Dr. Veera Anantha is an experienced hands-on tech entrepreneur. He has held executive positions at tech startups and Fortune 100 companies with 2 successful startup exits (Apple and Motorola). Veera has founded and launched several award winning enterprise software and consumer oriented tech products in the past decade. Veera has a PhD from Northwestern University, BS from the Indian Institute of Technology, Mumbai, and holds several patents.

What are the top trends you see in Healthtech?
The biggest trends I see in Healthtech are the growing adoption of mobile/cloud- based technologies and use of big data analytics. With increasing adoption of these technologies, we see the potential for improved sharing of clinical data across the continuum of care, and greater patient engagement with their healthcare outside clinical settings. Ultimately, this will enable us to deliver precision medicine to everyone at scale, leading to lower costs and better population health.

What are the greatest challenges Healthtech firms face today?
As consumers, we greatly benefit from the mass adoption of technologies in our daily lives – from smart phones to tech-enabled services such as Uber. Yet, the benefits of such technology currently take a long time to help us in our healthcare. This disconnect – in the rate of adoption of technology by our healthcare system – is the biggest challenge facing Healthtech firms today. It also presents significant opportunities for Healthtech entrepreneurs and companies that can build solutions to solve this challenge.

Describe the role big data has had in delivering precision medicine to the field of rehabilitation therapy.
Precision medicine is going to play a key role in the future of healthcare, and we are already seeing early adoption in the areas of behavioral, cognitive and speech therapy. With the advent of mobile healthcare technologies, patients can now get their therapy anytime and anywhere. This creates significantly higher patient engagement, and greater/faster recovery than was possible before. Additionally, smart technology-enabled systems can monitor each patient’s progress in great detail, such as the exact recovery path of each individual.

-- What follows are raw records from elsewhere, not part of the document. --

PR #3985, opened 2025-10-29
feat: add i18n support for itemRemovedAriaLive in attribute-editor

Harsh-Anand-Singh:
### Description

This PR provides the `itemRemovedAriaLive` string for AttributeEditor via the i18n provider, reducing friction for customers who previously had to manually provide this label.

The solution merges translated strings from the AWS-UI-Components-I18n package and provides the default announcement when no custom value is specified, while still allowing overrides through the `i18nStrings` prop. Additionally, the `i18nStrings` property documentation has been improved to clearly list all available localized strings with descriptions.

Related links, issue #, if available: AWSUI-61133

### How has this been tested?

I've tested the i18n integration:

- Modified the attribute-editor simple page locally to wrap the component with `I18nProvider` to enable i18n functionality
- Verified that the component without explicit `itemRemovedAriaLive` now receives the default i18n value
- Confirmed that explicit `i18nStrings.itemRemovedAriaLive` values continue to override the default
- Tested with a screen reader to verify the removal announcement is properly announced
- Verified the i18n integration works correctly by adding unit tests

<details>

#### Correctness

#### Security

#### Testing

</details>

---

### DIFF
--- a/build-tools/utils/custom-css-properties.js
+++ b/build-tools/utils/custom-css-properties.js
@@ -95,6 +95,21 @@ const customCssPropertiesList = [
   'styleBoxShadowDefault',
   'styleBoxShadowDisabled',
   'styleBoxShadowHover',
+  // Readonly state
+  'styleBackgroundReadonly',
+  'styleBorderColorReadonly',
+  'styleBoxShadowReadonly',
+  'styleColorReadonly',
+  // Focus state
+  'styleBackgroundFocus',
+  'styleBorderColorFocus',
+  'styleBoxShadowFocus',
+  'styleColorFocus',
+  // Placeholder style properties
+  'stylePlaceholderColor',
+  'stylePlaceholderFontSize',
+  'stylePlaceholderFontStyle',
+  'stylePlaceholderFontWeight',
   // Alert focus ring properties
   'alertFocusRingBorderColor',
   'alertFocusRingBorderRadius',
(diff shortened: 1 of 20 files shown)


src/attribute-editor/interfaces.ts
```diff
@@ -199,6 +210,12 @@ export interface AttributeEditorProps<T> extends BaseComponentProps {
 
   /**
    * An object containing all the necessary localized strings required by the component.
+   *
+   * * `errorIconAriaLabel` (string) - Provides a text alternative for the error icon in the error message.
```
georgylobko: Do we need to duplicate the strings description? 

The original reference to the table interface refers to the union type `Variant`, that does not have descriptions for each prop. 
https://github.com/cloudscape-design/components/blob/main/src/table/interfaces.tsx#L308-L321

But these strings are already described above. I'd suggest to remove it, because we would need to maintain the same string in both places.

src/attribute-editor/__tests__/attribute-editor.test.tsx
```diff
@@ -620,6 +620,24 @@ describe('Attribute Editor', () => {
       const wrapper = createWrapper(container).findAttributeEditor()!;
       expect(wrapper.findRow(1)!.findRemoveButton()!.getElement()).toHaveTextContent('Custom remove');
     });
+    test('supports providing itemRemovedAriaLive from i18n provider', async () => {
```
georgylobko, line 623: In this case it makes sense to add a test it with i18nStrings without the provider

src/attribute-editor/interfaces.ts
Harsh-Anand-Singh: Sure, did it.

src/attribute-editor/__tests__/attribute-editor.test.tsx
Harsh-Anand-Singh: sure.

PR #3987, opened 2025-10-30
fix: Ensure rapid successive live announcements are not lost

johannes-weber:
### Description

In some cases, when two live regions are used and updated nearly at the same time, one of the announcements sometimes get missed by screen readers (tested with VO on Mac).

With this change, multiple LiveRegion instances are automatically coordinated to prevent
 * screen readers from dropping announcements when they occur simultaneously.
 * Announcements are staggered with a minimum gap to ensure all are heard.

Related links, issue #, if available: `AWSUI-61345`

### How has this been tested?

- created a test page to manually test the changes
- add unit tests for this scenario

<details>

#### Correctness

#### Security

#### Testing

</details>

---

### DIFF
--- a/src/live-region/controller.ts
+++ b/src/live-region/controller.ts
@@ -10,6 +10,10 @@ import testUtilStyles from './test-classes/styles.css.js';
  * that a message is announced again even if it matches the previous content
  * of the live region.
  *
+ * Multiple LiveRegion instances are automatically coordinated to prevent
+ * screen readers from dropping announcements when they occur simultaneously.
+ * Announcements are staggered with a minimum gap to ensure all are heard.
+ *
  * @see https://developer.mozilla.org/en-US/docs/Web/Accessibility/ARIA/ARIA_Live_Regions
  */
 export class LiveRegionController {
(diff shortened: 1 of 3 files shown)


src/live-region/controller.ts
```diff
@@ -20,6 +24,22 @@ export class LiveRegionController {
...
 
+  /**
+   * Minimum time gap between announcements from different
+   * LiveRegion instances. This prevents screen readers from dropping
+   * announcements when multiple live regions update simultaneously.
+   *
+   * Screen readers throttle announcements to avoid overwhelming users.
+   * A 500ms gap ensures each announcement is detected and spoken.
+   */
+  private static readonly MIN_ANNOUNCEMENT_GAP_MS = 500;
```
avinashbot, line 35: 500 seems quite long, maybe you can get away with 250?

src/live-region/controller.ts
```diff
@@ -48,22 +68,58 @@ export class LiveRegionController {
...
+    if (effectiveDelay === 0 || forceReannounce) {
       // If the delay is 0, just skip the timeout shenanigans and update the
       // element synchronously. Great for tests.
       return this._updateElement(forceReannounce);
     }
 
-    if (this._timeoutId === undefined) {
-      this._timeoutId = setTimeout(() => this._updateElement(false), this.delay * 1000);
+    // Clear any existing timeout to ensure the latest announcement is used.
+    if (this._timeoutId !== undefined) {
```
avinashbot, line 96: This significantly changes the behavior of the live region. Previously, we throttled announcements — if the live region triggered 50 times in 2 seconds, it would only trigger an update twice (the first one, and another one at the end of the 2s period).

After this update, updates are _debounced_, not throttled (since each call clears the timeout) and (if I can visualize how this works correctly) if this gets called multiple times, each call will just add to the _nextAvailableSlot. So if trigger the live region 50 times in 2 seconds, you'll only hear one announcement 25 seconds later.

The weird paradox here is that we _do_ want to deduplicate and remove announcements if they happen too frequently (which is why this controller exists), but we don't want to do it _between_ different live regions. Maybe you can preserve the existing behavior, give each live region a unique incrementing ID, and only do the slot behavior if the last slot didn't belong to the current live region. Or, do this check inside `_updateElement` so that existing behavior doesn't need to be messed with _unless_ there's the edge case that another live region fired and we have to delay our update a little bit more?

PR #2, opened 2018-12-08
improvements to IME support

bfredl:
- set the client window of the im_context (needed for some events)
- esapce any "<" in commited input, not only a single one
- make external preedit track cursor position

NB: I made the `Grid` mutable during initialization, maybe this could be expressed in some better way that doesn't need it.

### DIFF
--- a/src/ui/grid/grid.rs
+++ b/src/ui/grid/grid.rs
@@ -63,6 +63,8 @@ pub struct Grid {
     /// Pointer position for dragging if we should call callback from
     /// `connect_motion_events_for_drag`.
     drag_position: Arc<ThreadGuard<(u64, u64)>>,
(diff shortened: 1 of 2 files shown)


vhakulinen:
Can you give me an example of what kind of input issue this fixes?

bfredl:
Basically an IME can forward input in two ways: it can either commit a unicode string, or it can send syntethic keypresses. If the IME commits the text `<<`, then both `<` needs to be escaped to `<lt>`. In order for synthetic keypresses to work, the input context must be bound to a gdk surface (this will also affect preedit position, so it should be changed to the active drawing area, if there is one per grid). As an example of a synthetic keypress, my IME translates space+alphnum to altgr+alphanum, but just space is still a space.

PR #13, opened 2019-03-02
Fix issue with packaging

GabMus:
See *trevdev*'s comment on the [AUR page for gnvim-git](https://aur.archlinux.org/packages/gnvim-git/) for details


vhakulinen:
Thanks!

As these big data-enabled systems collect more granular data and apply sophisticated machine learning techniques, they get better and more precise at recommending the right therapy regimen and dosage for each patient, so that it is tailored specifically to their needs. It is really exciting to see the first versions of these Precision medicine systems for rehabilitation gaining adoption among clinicians and patients today.

How has technology helped us move beyond a ‘one size fits all’ approach to therapy?

Every patient is different and requires a personalized therapy regimen, based on who they are, their diagnosis and the progress they are making towards their recovery goals. With the use of mobile technology and big data-driven analytics, it is now possible to micro-personalize therapy for patients. For patients it’s like having an expert clinician with them all the time – and best of all, this can be achieved at large scale with the use of technology.

Will mobile therapy herald a shift in in-clinic rehab or professional clinicians?
Clinicians play a critical role in providing therapy to patients. However studies have shown that it is equally important for patients to continue systematic therapy between clinic visits or after traditional therapy ends. With mobile solutions such as Constant Therapy, we enable patients to continue their therapy at home where they spend most of their time. In fact we have found that patients can receive five times the amount of therapy compared to before. Also, accuracy in language and cognitive exercises improved 15% in stroke patients with severe impairments by completing 100 exercises, and 40% for those completing 500 or more of the same exercises. Given the potential for faster and increased recovery, we expect that a combination of in-clinic rehab and systematic home therapy will become the new standard of care.

Any surprises from your study?
With the large amount of therapy data now available through the Constant Therapy platform, we are starting to gain new insights on how patient’s recover. For instance, we found that patients with severe language or cognitive impairments after a stroke have the potential to improve significantly. They should not be written off – in fact, just the opposite. They need more therapy and more time to recover their skills. Such insights drawn by analyzing large amounts of data can be extremely valuable for clinicians, families and patients to help set goals.

Are real-time predictive analytics the goal?
Definitely. The goal is to continue to improve predictive analytics, both in terms of making it more real-time and to make it more precise for each individual. Unlike brain games, we can achieve this with the use of advanced machine learning techniques applied to greater amounts of data in each sub-segment of the patient population.

Why is data-driven therapy only now becoming a reality? What can we expect over the next 3-5 years?

Widespread patient and clinician adoption of smartphone & tablets, advances in cloud computing and advanced machine learning have made data-driven therapy a reality. We are already seeing the significant potential of these technologies to augment traditional therapy.